We implemented several programs that may deal with general Haar graphs. The programs are written in Python but embedded in the system sage. A Haar graph is a covering graph over a dipole. This means it can be described by a set
S of voltages where each element s from S is assigned to one of the one of the arcs leading from a black vertex of a dipole to a white vertex of a dipole with k edges, such that |S| = k and each arc receives its voltage.  Here S is a set taken from some group G. If X is a set on n vertices, then each faithful X-action of G gives rise to a derived graph H(S,G,X), called the Haar graph. In paractice only two actions are considered:
1. G is a subgroup of the symmetric group Sym(X), generated by S. In this case S is simply a set of permutations of an n-set. We shorten notation to H(S) and call the derived graph a permutation Haar graph.

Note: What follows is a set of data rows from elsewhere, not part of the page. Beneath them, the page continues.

PR #2523, opened 2026-07-24
perf(sindi): optimize DMQ codebooks and packed ID decoding

Roxanne0321:
## Change Type

- [ ] Bug fix
- [ ] New feature
- [x] Improvement/Refactor
- [ ] Documentation
- [ ] CI/Build/Infra

## What Changed

- Add `dmq_shared_codebook_threshold` so low-frequency terms share a DMQ codebook while frequent terms keep independent codebooks.
- Remap DMQ term IDs to compact IDs and bit-pack them in encoded sparse vectors.
- Replace per-bit packed-ID extraction with a sequential bit-buffer reader in decode and distance paths.
- Document the new SINDI parameter in English and Chinese and add parameter/quantizer coverage.

## Why

The compact-ID implementation originally decoded every ID one bit at a time. During reranking this repeated shifts, masks, and byte loads for every term of every candidate, making DMQ decoding dominate search latency. Sequential byte buffering removes that per-bit hot loop.

Sharing codebooks for infrequent terms also reduces DMQ model overhead while retaining dedicated codebooks for terms with enough training samples.

## Test Evidence

- [ ] `make fmt`
- [ ] `make lint`
- [ ] `make test`
- [x] Other (described below)

Test details:

```text
git diff --check
make release

Sparse4M, topk=10, query_prune_ratio=0.0:
n_candidate  old QPS  new QPS  old DMQ ms  new DMQ ms
100          156.15   427.13   4.299       0.257
200           90.24   373.38   8.871       0.518
500           40.03   266.58  22.481       1.311
1000          20.89   186.07  44.902       2.589
```

## Compatibility Impact

- API/ABI compatibility: no public API change; adds one optional SINDI JSON parameter.
- Behavior changes: `dmq_shared_codebook_threshold` defaults to `1024`; set it to `0` to disable sharing.
- Serialized-index compatibility: the DMQ quantizer metadata and compact-ID encoding change, so existing DMQ indexes must be rebuilt.

- Performance impact: DMQ packed-ID decode/rerank time is substantially reduced in the measured Sparse4M workload.

## Documentation Impact

- [ ] No docs update needed
- [x] Updated docs:
  - [ ] `README.md`
  - [ ] `DEVELOPMENT.md`
  - [ ] `CONTRIBUTING.md`
  - [x] Other: `docs/docs/{en,zh}/src/indexes/sindi.md`

## Risk and Rollback

- Risk level: medium, because the DMQ serialized representation changes.
- Rollback plan: revert the two commits and rebuild affected DMQ indexes with the prior format.

## Checklist

- [x] Linked issue is not required for `kind/improvement`
- [x] I have added/updated tests for the new behavior
- [x] I have considered API and serialized-index compatibility impact
- [x] I have updated docs for the new parameter

### DIFF
--- a/src/algorithm/sindi/sindi_parameter.cpp
+++ b/src/algorithm/sindi/sindi_parameter.cpp
@@ -15,6 +15,8 @@
 
 #include "sindi_parameter.h"
 
+#include <limits>
+
 #include "impl/logger/logger.h"
 #include "inner_string_params.h"
 #include "utils/param_compat_macros.h"
@@ -137,6 +139,33 @@ SINDIParameter::FromJson(const JsonType& json) {
     CHECK_ARGUMENT(use_reorder || rerank_type == SPARSE_RERANK_TYPE_FP32,
                    "rerank_type=dmq8 requires use_reorder=true");
 
+    if (json.Contains(SPARSE_DMQ_SHARED_CODEBOOK_THRESHOLD)) {
+        const auto threshold_json = json[SPARSE_DMQ_SHARED_CODEBOOK_THRESHOLD];
+        CHECK_ARGUMENT(threshold_json.IsNumberInteger(),
+                       "dmq_shared_codebook_threshold must be an integer");
+        if (threshold_json.IsNumberUnsigned()) {
+            const auto threshold = threshold_json.GetUint64();
+            CHECK_ARGUMENT(threshold <= std::numeric_limits<uint32_t>::max(),
+                           fmt::format("dmq_shared_codebook_threshold must be in [0, {}], got {}",
+                                       std::numeric_limits<uint32_t>::max(),
+                                       threshold));
+            dmq_shared_codebook_threshold = static_cast<uint32_t>(threshold);
+        } else {
+            const auto threshold = threshold_json.GetInt();
+            CHECK_ARGUMENT(threshold >= 0,
+                           fmt::format("dmq_shared_codebook_threshold must be in [0, {}], got {}",
+                                       std::numeric_limits<uint32_t>::max(),
+                                       threshold));
+            CHECK_ARGUMENT(static_cast<uint64_t>(threshold) <= std::numeric_limits<uint32_t>::max(),
+                           fmt::format("dmq_shared_codebook_threshold must be in [0, {}], got {}",
+                                       std::numeric_limits<uint32_t>::max(),
+                                       threshold));
+            dmq_shared_codebook_threshold = static_cast<uint32_t>(threshold);
+        }
+    } else {
+        dmq_shared_codebook_threshold = DEFAULT_SPARSE_DMQ_SHARED_CODEBOOK_THRESHOLD;
+    }
+
     if (json.Contains(SPARSE_IMMUTABLE)) {
         immutable = json[SPARSE_IMMUTABLE].GetBool();
     }
@@ -160,6 +189,8 @@ SINDIParameter::ToJson() const {
         json[SPARSE_IMMUTABLE].SetBool(true);
     }
     json[SPARSE_RERANK_TYPE].SetString(rerank_type);
+    json[SPARSE_DMQ_SHARED_CODEBOOK_THRESHOLD].SetInt(
+        static_cast<int64_t>(dmq_shared_codebook_threshold));
     return json;
 }
 
@@ -175,6 +206,7 @@ SINDIParameter::CheckCompatibility(const vsag::ParamPtr& other) const {
     CHECK_FIELD_EQ(*this, *p, remap_term_ids);
     CHECK_FIELD_EQ(*this, *p, immutable);
     CHECK_FIELD_EQ(*this, *p, rerank_type);
+    CHECK_FIELD_EQ(*this, *p, dmq_shared_codebook_threshold);
     return true;
 }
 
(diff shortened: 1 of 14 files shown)


src/algorithm/sindi/sindi_parameter.cpp
```diff
@@ -160,6 +189,8 @@ SINDIParameter::ToJson() const {
         json[SPARSE_IMMUTABLE].SetBool(true);
     }
     json[SPARSE_RERANK_TYPE].SetString(rerank_type);
+    json[SPARSE_DMQ_SHARED_CODEBOOK_THRESHOLD].SetInt(
```
LHT129: [suggestion] `ToJson` unconditionally writes `dmq_shared_codebook_threshold` even when `rerank_type` is `"fp32"`. This means round-tripping a non-DMQ config through `FromJson` → `ToJson` will add a DMQ-specific parameter to the output JSON. While functionally harmless (the field is ignored when `rerank_type` is not `dmq8`), it is inconsistent with the documentation which lists this parameter under the DMQ8 rerank type.

Consider guarding the output so the field only appears when relevant:

```cpp
if (rerank_type == SPARSE_RERANK_TYPE_DMQ8) {
    json[SPARSE_DMQ_SHARED_CODEBOOK_THRESHOLD].SetInt(
        static_cast<int64_t>(dmq_shared_codebook_threshold));
}
```

src/datacell/sparse_dmq_datacell_test.cpp
```diff
@@ -92,6 +94,32 @@ TEST_CASE("SparseDmqDataCell implements FlattenInterface", "[ut][SparseDmqDataCe
             restored_distances.data(), restored_computer, inner_ids.data(), inner_ids.size());
         REQUIRE(restored_distances == distances);
     }
+
+    SECTION("reject incompatible serialized version") {
+        std::stringstream stream;
+        IOStreamWriter writer(stream);
+        cell->Serialize(writer);
+        auto serialized = stream.str();
+        constexpr uint32_t old_version = 5;
```
LHT129, line 103: [note] The version-rejection test uses `serialized.data() + sizeof(uint32_t)` to locate the version field, assuming it immediately follows the magic number. If the serialization format ever adds a field between magic and version, this test would silently pass while overwriting the wrong bytes. Consider computing the offset from the struct layout or using a named constant for clarity.

```cpp
// Current:
std::memcpy(serialized.data() + sizeof(uint32_t), &old_version, sizeof(old_version));

// More robust:
constexpr uint32_t version_offset = sizeof(K_SPARSE_DMQ_DATACELL_MAGIC);
std::memcpy(serialized.data() + version_offset, &old_version, sizeof(old_version));
```

src/quantization/sparse_quantization/sparse_dmq_quantizer.cpp
```diff
@@ -66,18 +80,33 @@ store_packed(uint8_t* bytes, uint64_t index, uint32_t bits, uint32_t value) {
...
-load_packed(const uint8_t* bytes, uint64_t index, uint32_t bits) {
-    const uint64_t bit_offset = index * bits;
-    uint32_t result = 0;
-    for (uint32_t bit = 0; bit < bits; ++bit) {
-        const uint64_t target_bit = bit_offset + bit;
-        if ((bytes[target_bit / 8] & (1U << (target_bit % 8))) != 0) {
-            result |= 1U << bit;
+class PackedReader {
+public:
+    PackedReader(const uint8_t* bytes, uint32_t bits)
```
LHT129: [note] `PackedReader` computes the mask as `bits == 32 ? std::numeric_limits<uint32_t>::max() : ((1U << bits) - 1U)`. The special case for `bits == 32` is correct since `1U << 32` is undefined behavior. However, the class does not validate that `bits` is in `[1, 32]` — passing `bits == 0` would produce a mask of 0 (silently returning 0 for every read), and `bits > 32` would be caught by the ternary but still produce a wrong mask. Consider adding an assertion or a bounds check in the constructor.

LHT129 (commented):
## Code Review Summary

**PR**: perf(sindi): optimize DMQ codebooks and packed ID decoding
**Reviewed by**: LHT129

### Overall Assessment

This is a well-executed optimization PR. The compact ID remapping and `PackedReader` approach are sound, the test coverage is thorough, and the parameter plumbing through the SINDI stack is clean. No critical issues found.

### Key Findings

1. **[suggestion]** `ToJson()` unconditionally writes `dmq_shared_codebook_threshold` even for non-DMQ rerank types. Should be guarded behind `rerank_type == SPARSE_RERANK_TYPE_DMQ8`.

2. **[note]** The version-rejection test uses `sizeof(uint32_t)` as a hardcoded offset to locate the version field. A named constant would be more maintainable.

3. **[note]** `PackedReader` does not validate its `bits` parameter range `[1, 32]`. An assertion would catch misuse early.

### What Was Verified

- Compact ID packing correctness (bit width based on distinct term count, not term_id_limit)
- Shared codebook threshold logic (≤ threshold → shared codebook)
- `PackedReader` mask computation for the `bits == 32` edge case
- Merge-join algorithm with compact IDs in `ComputeImpl`
- Serialization version bump (5 → 6) and backward-compatibility rejection
- Parameter validation covering both unsigned and signed JSON integer paths
- Test coverage for packing, sharing, empty model serialization, and version rejection

wxyucs (approved):
lgtm

PR #2538, opened 2026-07-27
fix: reclaim BruteForce force-remove storage (backport #2512 to 1.0)

### LINKED ISSUE #2501: feat](flat): release physical memory after deleting vectors
### Affected area

other

### Interface

cpp

### VSAG version

main

### Summary

# Background

  For the Flat index, deleting vectors only marks/removes them logically, while the physical memory occupied by the deleted vectors is not reclaimed.

  In long-running services with frequent insertions and deletions, memory usage remains high even after a large number of vectors have been deleted. This is especially problematic in
  memory-constrained or multi-tenant environments.

  ## Expected behavior

  The Flat index should provide a mechanism to reclaim the physical memory occupied by deleted vectors.

  Possible approaches include:

  - Compacting the underlying vector storage after deletion.
  - Providing an explicit API such as `Compact()` or `ReleaseDeletedMemory()`.
  - Automatically triggering compaction when the deleted-vector ratio exceeds a configurable threshold.

  ## Requirements

  - Deleted vectors must no longer occupy vector-data memory after reclamation.
  - Existing vector IDs and search results must remain correct.
  - Concurrent search safety should be considered.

2. G is generated by S and acts on itself with the usual right regular action. We shorten the notation to H(S,G) and call the derived graph a G-Haar graph. In particular, the cyclic Haar graphs have been studied in the past by Hladnik, Marusic and Pisanski. Hladnik independently developed a theory that lead to the study of abelian Haar graphs.

Our system has possibility to work with special classes of Haar graphs, eg. permutation Haar graph, cyclic Haar graph and abelian Haar graphs.